Stored data entries:

*****

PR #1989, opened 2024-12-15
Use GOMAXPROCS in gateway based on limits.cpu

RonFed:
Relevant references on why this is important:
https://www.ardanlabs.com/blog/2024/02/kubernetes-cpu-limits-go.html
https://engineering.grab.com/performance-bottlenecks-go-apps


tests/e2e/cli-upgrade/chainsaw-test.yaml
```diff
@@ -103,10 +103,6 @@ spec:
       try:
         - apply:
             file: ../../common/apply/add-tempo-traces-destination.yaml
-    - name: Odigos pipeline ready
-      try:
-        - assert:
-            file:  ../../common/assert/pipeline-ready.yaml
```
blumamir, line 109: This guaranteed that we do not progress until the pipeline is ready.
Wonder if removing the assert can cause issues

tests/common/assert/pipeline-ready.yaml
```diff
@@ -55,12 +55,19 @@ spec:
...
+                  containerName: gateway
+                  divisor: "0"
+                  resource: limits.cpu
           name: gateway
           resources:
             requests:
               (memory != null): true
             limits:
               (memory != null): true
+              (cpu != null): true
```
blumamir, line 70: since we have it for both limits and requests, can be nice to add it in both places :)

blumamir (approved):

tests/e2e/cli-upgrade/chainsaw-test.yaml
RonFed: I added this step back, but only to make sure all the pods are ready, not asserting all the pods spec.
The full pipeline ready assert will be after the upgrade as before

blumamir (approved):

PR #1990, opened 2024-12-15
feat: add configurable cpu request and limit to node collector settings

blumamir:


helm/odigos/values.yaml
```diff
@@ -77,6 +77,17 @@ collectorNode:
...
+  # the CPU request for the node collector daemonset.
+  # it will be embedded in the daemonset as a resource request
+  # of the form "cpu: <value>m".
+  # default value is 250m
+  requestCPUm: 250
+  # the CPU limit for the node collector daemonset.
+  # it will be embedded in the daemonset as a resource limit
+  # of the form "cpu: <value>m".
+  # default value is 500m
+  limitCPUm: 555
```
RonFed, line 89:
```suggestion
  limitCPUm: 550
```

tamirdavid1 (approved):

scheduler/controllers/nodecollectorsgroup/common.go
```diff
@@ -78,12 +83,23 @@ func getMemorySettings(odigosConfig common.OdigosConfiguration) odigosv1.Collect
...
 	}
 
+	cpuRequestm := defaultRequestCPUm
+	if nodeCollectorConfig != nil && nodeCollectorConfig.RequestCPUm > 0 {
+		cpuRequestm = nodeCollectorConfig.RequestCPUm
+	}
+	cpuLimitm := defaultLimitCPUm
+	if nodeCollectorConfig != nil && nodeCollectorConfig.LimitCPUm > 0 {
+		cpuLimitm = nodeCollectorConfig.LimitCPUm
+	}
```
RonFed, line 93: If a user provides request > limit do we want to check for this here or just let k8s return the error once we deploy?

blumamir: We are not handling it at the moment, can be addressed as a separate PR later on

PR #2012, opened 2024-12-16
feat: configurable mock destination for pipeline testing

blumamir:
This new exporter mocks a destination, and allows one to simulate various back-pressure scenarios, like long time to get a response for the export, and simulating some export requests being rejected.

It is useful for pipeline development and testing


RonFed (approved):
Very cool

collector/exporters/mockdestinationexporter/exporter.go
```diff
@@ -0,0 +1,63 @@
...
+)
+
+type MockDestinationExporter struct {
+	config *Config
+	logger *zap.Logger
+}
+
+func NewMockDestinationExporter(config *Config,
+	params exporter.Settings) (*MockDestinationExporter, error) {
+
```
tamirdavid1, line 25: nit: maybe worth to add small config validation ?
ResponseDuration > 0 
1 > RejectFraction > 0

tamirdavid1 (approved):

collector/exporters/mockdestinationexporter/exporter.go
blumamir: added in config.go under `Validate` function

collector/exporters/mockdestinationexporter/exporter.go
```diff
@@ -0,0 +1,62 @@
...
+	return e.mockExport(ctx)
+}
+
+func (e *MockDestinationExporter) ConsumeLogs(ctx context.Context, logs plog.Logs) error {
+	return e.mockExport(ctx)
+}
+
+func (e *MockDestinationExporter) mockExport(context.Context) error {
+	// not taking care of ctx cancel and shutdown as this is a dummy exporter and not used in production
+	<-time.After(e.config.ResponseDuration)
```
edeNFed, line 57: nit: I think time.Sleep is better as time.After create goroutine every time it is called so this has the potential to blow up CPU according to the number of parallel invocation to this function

*****

WORK TASK: Copy all of the entries above exactly as shown.

ANSWER SECTION:
PR #1989, opened 2024-12-15
Use GOMAXPROCS in gateway based on limits.cpu

RonFed:
Relevant references on why this is important:
https://www.ardanlabs.com/blog/2024/02/kubernetes-cpu-limits-go.html
https://engineering.grab.com/performance-bottlenecks-go-apps


tests/e2e/cli-upgrade/chainsaw-test.yaml
```diff
@@ -103,10 +103,6 @@ spec:
       try:
         - apply:
             file: ../../common/apply/add-tempo-traces-destination.yaml
-    - name: Odigos pipeline ready
-      try:
-        - assert:
-            file:  ../../common/assert/pipeline-ready.yaml
```
blumamir, line 109: This guaranteed that we do not progress until the pipeline is ready.
Wonder if removing the assert can cause issues

tests/common/assert/pipeline-ready.yaml
```diff
@@ -55,12 +55,19 @@ spec:
...
+                  containerName: gateway
+                  divisor: "0"
+                  resource: limits.cpu
           name: gateway
           resources:
             requests:
               (memory != null): true
             limits:
               (memory != null): true
+              (cpu != null): true
```
blumamir, line 70: since we have it for both limits and requests, can be nice to add it in both places :)

blumamir (approved):

tests/e2e/cli-upgrade/chainsaw-test.yaml
RonFed: I added this step back, but only to make sure all the pods are ready, not asserting all the pods spec.
The full pipeline ready assert will be after the upgrade as before

blumamir (approved):

PR #1990, opened 2024-12-15
feat: add configurable cpu request and limit to node collector settings

blumamir:


helm/odigos/values.yaml
```diff
@@ -77,6 +77,17 @@ collectorNode:
...
+  # the CPU request for the node collector daemonset.
+  # it will be embedded in the daemonset as a resource request
+  # of the form "cpu: <value>m".
+  # default value is 250m
+  requestCPUm: 250
+  # the CPU limit for the node collector daemonset.
+  # it will be embedded in the daemonset as a resource limit
+  # of the form "cpu: <value>m".
+  # default value is 500m
+  limitCPUm: 555
```
RonFed, line 89:
```suggestion
  limitCPUm: 550
```

tamirdavid1 (approved):

scheduler/controllers/nodecollectorsgroup/common.go
```diff
@@ -78,12 +83,23 @@ func getMemorySettings(odigosConfig common.OdigosConfiguration) odigosv1.Collect
...
 	}
 
+	cpuRequestm := defaultRequestCPUm
+	if nodeCollectorConfig != nil && nodeCollectorConfig.RequestCPUm > 0 {
+		cpuRequestm = nodeCollectorConfig.RequestCPUm
+	}
+	cpuLimitm := defaultLimitCPUm
+	if nodeCollectorConfig != nil && nodeCollectorConfig.LimitCPUm > 0 {
+		cpuLimitm = nodeCollectorConfig.LimitCPUm
+	}
```
RonFed, line 93: If a user provides request > limit do we want to check for this here or just let k8s return the error once we deploy?

blumamir: We are not handling it at the moment, can be addressed as a separate PR later on

PR #2012, opened 2024-12-16
feat: configurable mock destination for pipeline testing

blumamir:
This new exporter mocks a destination, and allows one to simulate various back-pressure scenarios, like long time to get a response for the export, and simulating some export requests being rejected.

It is useful for pipeline development and testing


RonFed (approved):
Very cool

collector/exporters/mockdestinationexporter/exporter.go
```diff
@@ -0,0 +1,63 @@
...
+)
+
+type MockDestinationExporter struct {
+	config *Config
+	logger *zap.Logger
+}
+
+func NewMockDestinationExporter(config *Config,
+	params exporter.Settings) (*MockDestinationExporter, error) {
+
```
tamirdavid1, line 25: nit: maybe worth to add small config validation ?
ResponseDuration > 0 
1 > RejectFraction > 0

tamirdavid1 (approved):

collector/exporters/mockdestinationexporter/exporter.go
blumamir: added in config.go under `Validate` function

collector/exporters/mockdestinationexporter/exporter.go
```diff
@@ -0,0 +1,62 @@
...
+	return e.mockExport(ctx)
+}
+
+func (e *MockDestinationExporter) ConsumeLogs(ctx context.Context, logs plog.Logs) error {
+	return e.mockExport(ctx)
+}
+
+func (e *MockDestinationExporter) mockExport(context.Context) error {
+	// not taking care of ctx cancel and shutdown as this is a dummy exporter and not used in production
+	<-time.After(e.config.ResponseDuration)
```
edeNFed, line 57: nit: I think time.Sleep is better as time.After create goroutine every time it is called so this has the potential to blow up CPU according to the number of parallel invocation to this function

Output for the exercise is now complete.